OpenAI Details Low Latency Voice AI Architecture at Scale
OpenAI’s engineering team published a deep technical post detailing how they rebuilt their real-time voice AI infrastructure to support low-latency voice interactions for over 900 million weekly active users.
The core challenge: the conventional WebRTC model assigns one UDP port per session, which scales poorly in Kubernetes environments. Large port ranges are difficult to secure, load balance, and maintain as pods are added and rescheduled. OpenAI also needed stable session ownership for stateful ICE and DTLS handshakes, plus global routing that keeps first-hop latency low.
The solution is a Relay + Transceiver split architecture. The Relay is a lightweight UDP forwarding layer written in Go that parses only the STUN header’s ICE ufrag field for routing hints, then forwards packets to the owning Transceiver. The Transceiver is the actual WebRTC endpoint: it owns ICE connectivity checks, DTLS handshakes, SRTP encryption keys, and the full session lifecycle.
The elegance of this design is that the Relay does exactly one thing — route the first packet using a protocol-native routing hook. Subsequent DTLS, RTP, and RTCP packets flow within the established session without further parsing. Relay state is ephemeral and disposable; if a Relay restarts, the next STUN packet rebuilds the session. This makes the Relay horizontally scalable with minimal operational overhead.
OpenAI also deployed Global Relay, a fleet of geographically distributed relay ingress points served through Cloudflare’s geo and proximity steering. Clients connect to a single stable virtual IP and port, while Global Relay routes media to the nearest transceiver cluster. This dramatically reduces first-hop latency for users worldwide.

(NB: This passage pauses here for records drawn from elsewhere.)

PR #286, opened 2021-07-13
Follow up PR with review changes from #285

bradmwilliams:
Adding status tag annotations

Adding namespace to prowjob generation

Go doc to describe known release labels and annotations

Capping the number of jobs at 20

Go formatting

### DIFF
--- a/cmd/release-controller/sync_analysis.go
+++ b/cmd/release-controller/sync_analysis.go
@@ -29,6 +29,58 @@ func (c *Controller) launchAnalysisJobs(release *Release, verifyName string, ver
 			return err
 		}
 	}
+	return true, nil
+}
+
+func findStatusTag(is *imagev1.ImageStream, name string) *imagev1.TagEvent {
+	for i := range is.Status.Tags {
+		tag := &is.Status.Tags[i]
+		if tag.Tag == name {
+			if len(tag.Items) == 0 {
+				return nil
+			}
+			if len(tag.Conditions) > 0 {
+				if isTagEventConditionNotImported(tag) {
+					return nil
+				}
+			}
+			if specTag := findSpecTag(is.Spec.Tags, name); specTag != nil && (specTag.Generation == nil || *specTag.Generation > tag.Items[0].Generation) {
+				return nil
+			}
+			return &tag.Items[0]
+		}
+	}
+	return nil
+}
+
+// ensureAnalysisJobs creates and instantiates the specified number of occurrences of the release verification job for
+// a given release.  The jobs can be tracked via its labels and/or annotations:
+// Labels:
+//     "release.openshift.io/analysis": the name of the release tag (i.e. 4.9.0-0.nightly-2021-07-12-202251)
+// Annotations:
+//     "release.openshift.io/image": the SHA value of the release
+//     "release.openshift.io/dockerImageReference": the pull spec of the release
+func (c *Controller) ensureAnalysisJobs(release *Release, releaseTag *imagev1.TagReference) error {
+	statusTag := findStatusTag(release.Target, releaseTag.Name)
+	if statusTag == nil {
+		klog.V(2).Infof("Waiting for release %s to be imported before we can retrieve metadata", releaseTag.Name)
+		return nil
+	}
+	for name, analysisType := range release.Config.Analysis {
+		if analysisType.Disabled {
+			klog.V(2).Infof("Release %s analysis step %s is disabled, ignoring", releaseTag.Name, name)
+			continue
+		}
+		if analysisType.AnalysisJobCount <= 0 {
+			klog.Warningf("Release %s analysis step %s configured without analysisJobCount, ignoring", releaseTag.Name, name)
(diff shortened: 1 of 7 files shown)


cmd/release-controller/sync_analysis.go
```diff
@@ -6,21 +6,63 @@ import (
...
 )
 
+func findStatusTag(is *imagev1.ImageStream, name string) *imagev1.TagEvent {
+	for i := range is.Status.Tags {
+		tag := &is.Status.Tags[i]
+		if tag.Tag == name {
+			if len(tag.Items) == 0 {
+				return nil
+			}
+			if len(tag.Conditions) > 0 {
```
deads2k, line 16: this isn't needed, right?  If you have no conditions, then the `isTagEventblah` returns false.

cmd/release-controller/sync_analysis.go
```diff
@@ -6,21 +6,63 @@ import (
 	"k8s.io/klog"
 )
 
+func findStatusTag(is *imagev1.ImageStream, name string) *imagev1.TagEvent {
```
deads2k, line 9: findImportedStatusTag?

cmd/release-controller/sync_analysis.go
```diff
@@ -6,21 +6,63 @@ import (
...
+	for i := range is.Status.Tags {
+		tag := &is.Status.Tags[i]
```
deads2k, line 11: `statusTag :=` please

cmd/release-controller/sync_analysis.go
deads2k: godoc the conditions under which this returns nil

cmd/release-controller/sync_analysis.go
```diff
@@ -6,21 +6,63 @@ import (
...
+			}
+			if len(tag.Conditions) > 0 {
+				if isTagEventConditionNotImported(tag) {
+					return nil
+				}
+			}
+			if specTag := findSpecTag(is.Spec.Tags, name); specTag != nil && (specTag.Generation == nil || *specTag.Generation > tag.Items[0].Generation) {
+				return nil
+			}
+			return &tag.Items[0]
```
deads2k, line 24: deep copy before returning a pointer please, so we cannot mutate the original.

cmd/release-controller/sync_analysis.go
deads2k: Change the world, write a unit test to check your two main branches.

cmd/release-controller/sync_analysis.go
```diff
@@ -6,21 +6,63 @@ import (
...
 			continue
 		}
-		if analysisType.AnalysisJobCount == 0 {
+		if analysisType.AnalysisJobCount <= 0 {
 			klog.Warningf("Release %s analysis step %s configured without analysisJobCount, ignoring", releaseTag.Name, name)
 			continue
 		}
+		jobCount := analysisType.AnalysisJobCount
+		if jobCount > 20 {
+			jobCount = 20
```
deads2k, line 54: No.  On bad input, do nothing.  Warn as you're doing and skip the job.

People may not notice they're getting 20 instead of 30 jobs. They will notice (or should notice), that they get zero jobs instead of 30.

cmd/release-controller/sync_release.go
```diff
@@ -272,7 +272,7 @@ func findContainerStatus(statuses []corev1.ContainerStatus, name string) *corev1
 	return nil
 }
 
-func newReleaseJobBase(name, cliImage, pullSecretName string) (*batchv1.Job, string) {
+func newReleaseJobBase(name, namespace, cliImage, pullSecretName string) (*batchv1.Job, string) {
```
deads2k, line 275: Is there enough information available when this method is called to have the annotations you're adding?

deads2k: > Is there enough information available when this method is called to have the annotations you're adding?

I think I've commented in the wrong spot.

cmd/release-controller/sync_verify.go
```diff
@@ -80,7 +80,7 @@ func (c *Controller) ensureVerificationJobs(release *Release, releaseTag *imagev
 			jobLabels := map[string]string{
 				"release.openshift.io/verify": "true",
 			}
-			job, err := c.ensureProwJobForReleaseTag(release, jobName, verifyType, releaseTag, previousTag, previousReleasePullSpec, jobLabels)
+			job, err := c.ensureProwJobForReleaseTag(release, jobName, verifyType, releaseTag, previousTag, previousReleasePullSpec, jobLabels, map[string]string{})
```
deads2k, line 83: Can we get the same annotations here?

cmd/release-controller/sync_analysis.go
bradmwilliams: Very true.  I fixed all occurrences of this pattern.

bradmwilliams:
/hold
Needs re-testing after rebase

PR #290, opened 2021-07-16
Sync Dockerfile and ci-operator config

bradmwilliams:
The ci-operator config allows for a `from-repository` build-root image definition.  A follow up PR in `openshift/release` will enable these changes and then we'll only have to update a single location if/when switching Golang versions in the future.


bradmwilliams:
The `openshift/release` followup PR: https://github.com/openshift/release/pull/20287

On the implementation side, the Relay uses SO_REUSEPORT to share a single UDP port across multiple workers on the same machine, pins goroutines to OS threads with runtime.LockOSThread for better cache locality, and pre-allocates buffers to minimize garbage collection pressure. These optimizations let the Relay handle global real-time media traffic with a relatively small footprint, without requiring kernel-bypass frameworks.
The post is co-authored by Justin Uberti (original WebRTC architect) and Sean DuBois (creator of the Pion WebRTC library), both now at OpenAI, giving it unique depth in both protocol design and production engineering. For any team building real-time AI voice products, this is essential reading on how to scale voice infrastructure.